- [Your objective]
Reproduce the entries in full, with no changes.
----- The input
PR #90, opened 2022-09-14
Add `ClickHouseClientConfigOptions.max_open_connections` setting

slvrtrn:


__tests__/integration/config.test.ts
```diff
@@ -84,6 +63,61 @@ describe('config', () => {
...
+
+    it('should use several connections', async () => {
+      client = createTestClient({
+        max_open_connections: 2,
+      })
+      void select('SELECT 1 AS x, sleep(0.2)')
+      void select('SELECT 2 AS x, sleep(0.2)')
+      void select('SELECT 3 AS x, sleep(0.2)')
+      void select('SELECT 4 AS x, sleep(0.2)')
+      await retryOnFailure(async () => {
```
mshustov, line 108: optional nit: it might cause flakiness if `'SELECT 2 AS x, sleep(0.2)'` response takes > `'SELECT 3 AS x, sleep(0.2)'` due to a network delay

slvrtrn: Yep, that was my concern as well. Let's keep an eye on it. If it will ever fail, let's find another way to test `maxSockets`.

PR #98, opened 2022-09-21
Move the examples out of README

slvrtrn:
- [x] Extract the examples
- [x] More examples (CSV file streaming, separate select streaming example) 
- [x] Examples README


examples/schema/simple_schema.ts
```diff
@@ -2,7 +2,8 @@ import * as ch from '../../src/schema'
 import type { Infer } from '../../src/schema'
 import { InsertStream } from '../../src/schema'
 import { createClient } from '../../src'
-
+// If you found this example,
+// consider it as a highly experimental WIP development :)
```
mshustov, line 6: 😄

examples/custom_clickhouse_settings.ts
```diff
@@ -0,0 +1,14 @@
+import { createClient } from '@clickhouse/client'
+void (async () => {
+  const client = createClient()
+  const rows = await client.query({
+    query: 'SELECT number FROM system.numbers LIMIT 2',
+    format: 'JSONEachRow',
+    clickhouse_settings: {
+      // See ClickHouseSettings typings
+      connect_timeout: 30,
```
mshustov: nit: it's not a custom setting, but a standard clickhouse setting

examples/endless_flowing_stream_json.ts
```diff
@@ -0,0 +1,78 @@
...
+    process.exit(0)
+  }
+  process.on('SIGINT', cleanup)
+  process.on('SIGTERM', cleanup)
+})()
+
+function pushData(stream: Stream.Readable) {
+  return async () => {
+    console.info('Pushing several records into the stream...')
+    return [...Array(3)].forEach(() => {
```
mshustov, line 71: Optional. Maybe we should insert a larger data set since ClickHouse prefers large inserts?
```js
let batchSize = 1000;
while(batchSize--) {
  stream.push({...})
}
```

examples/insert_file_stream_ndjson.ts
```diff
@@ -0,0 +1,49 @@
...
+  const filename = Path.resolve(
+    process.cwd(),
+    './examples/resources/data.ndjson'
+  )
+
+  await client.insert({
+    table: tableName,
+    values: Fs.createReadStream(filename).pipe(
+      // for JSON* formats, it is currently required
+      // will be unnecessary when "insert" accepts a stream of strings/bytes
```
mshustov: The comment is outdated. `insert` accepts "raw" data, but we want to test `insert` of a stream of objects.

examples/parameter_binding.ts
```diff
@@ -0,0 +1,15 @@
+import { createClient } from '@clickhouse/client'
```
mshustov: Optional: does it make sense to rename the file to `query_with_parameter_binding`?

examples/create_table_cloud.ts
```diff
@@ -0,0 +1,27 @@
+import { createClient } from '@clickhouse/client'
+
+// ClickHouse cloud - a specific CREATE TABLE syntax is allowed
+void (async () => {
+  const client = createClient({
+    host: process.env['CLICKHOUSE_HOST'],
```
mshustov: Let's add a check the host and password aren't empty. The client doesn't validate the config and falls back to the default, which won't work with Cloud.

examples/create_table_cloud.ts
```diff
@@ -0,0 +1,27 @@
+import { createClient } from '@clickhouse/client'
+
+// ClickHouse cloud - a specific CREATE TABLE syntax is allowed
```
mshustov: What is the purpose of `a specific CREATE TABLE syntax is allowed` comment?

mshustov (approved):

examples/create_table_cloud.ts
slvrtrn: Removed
----------
- [Answer to the exercise]
PR #90, opened 2022-09-14
Add `ClickHouseClientConfigOptions.max_open_connections` setting

slvrtrn:


__tests__/integration/config.test.ts
```diff
@@ -84,6 +63,61 @@ describe('config', () => {
...
+
+    it('should use several connections', async () => {
+      client = createTestClient({
+        max_open_connections: 2,
+      })
+      void select('SELECT 1 AS x, sleep(0.2)')
+      void select('SELECT 2 AS x, sleep(0.2)')
+      void select('SELECT 3 AS x, sleep(0.2)')
+      void select('SELECT 4 AS x, sleep(0.2)')
+      await retryOnFailure(async () => {
```
mshustov, line 108: optional nit: it might cause flakiness if `'SELECT 2 AS x, sleep(0.2)'` response takes > `'SELECT 3 AS x, sleep(0.2)'` due to a network delay

slvrtrn: Yep, that was my concern as well. Let's keep an eye on it. If it will ever fail, let's find another way to test `maxSockets`.

PR #98, opened 2022-09-21
Move the examples out of README

slvrtrn:
- [x] Extract the examples
- [x] More examples (CSV file streaming, separate select streaming example) 
- [x] Examples README


examples/schema/simple_schema.ts
```diff
@@ -2,7 +2,8 @@ import * as ch from '../../src/schema'
 import type { Infer } from '../../src/schema'
 import { InsertStream } from '../../src/schema'
 import { createClient } from '../../src'
-
+// If you found this example,
+// consider it as a highly experimental WIP development :)
```
mshustov, line 6: 😄

examples/custom_clickhouse_settings.ts
```diff
@@ -0,0 +1,14 @@
+import { createClient } from '@clickhouse/client'
+void (async () => {
+  const client = createClient()
+  const rows = await client.query({
+    query: 'SELECT number FROM system.numbers LIMIT 2',
+    format: 'JSONEachRow',
+    clickhouse_settings: {
+      // See ClickHouseSettings typings
+      connect_timeout: 30,
```
mshustov: nit: it's not a custom setting, but a standard clickhouse setting

examples/endless_flowing_stream_json.ts
```diff
@@ -0,0 +1,78 @@
...
+    process.exit(0)
+  }
+  process.on('SIGINT', cleanup)
+  process.on('SIGTERM', cleanup)
+})()
+
+function pushData(stream: Stream.Readable) {
+  return async () => {
+    console.info('Pushing several records into the stream...')
+    return [...Array(3)].forEach(() => {
```
mshustov, line 71: Optional. Maybe we should insert a larger data set since ClickHouse prefers large inserts?
```js
let batchSize = 1000;
while(batchSize--) {
  stream.push({...})
}
```

examples/insert_file_stream_ndjson.ts
```diff
@@ -0,0 +1,49 @@
...
+  const filename = Path.resolve(
+    process.cwd(),
+    './examples/resources/data.ndjson'
+  )
+
+  await client.insert({
+    table: tableName,
+    values: Fs.createReadStream(filename).pipe(
+      // for JSON* formats, it is currently required
+      // will be unnecessary when "insert" accepts a stream of strings/bytes
```
mshustov: The comment is outdated. `insert` accepts "raw" data, but we want to test `insert` of a stream of objects.

examples/parameter_binding.ts
```diff
@@ -0,0 +1,15 @@
+import { createClient } from '@clickhouse/client'
```
mshustov: Optional: does it make sense to rename the file to `query_with_parameter_binding`?

examples/create_table_cloud.ts
```diff
@@ -0,0 +1,27 @@
+import { createClient } from '@clickhouse/client'
+
+// ClickHouse cloud - a specific CREATE TABLE syntax is allowed
+void (async () => {
+  const client = createClient({
+    host: process.env['CLICKHOUSE_HOST'],
```
mshustov: Let's add a check the host and password aren't empty. The client doesn't validate the config and falls back to the default, which won't work with Cloud.

examples/create_table_cloud.ts
```diff
@@ -0,0 +1,27 @@
+import { createClient } from '@clickhouse/client'
+
+// ClickHouse cloud - a specific CREATE TABLE syntax is allowed
```
mshustov: What is the purpose of `a specific CREATE TABLE syntax is allowed` comment?

mshustov (approved):

examples/create_table_cloud.ts
slvrtrn: Removed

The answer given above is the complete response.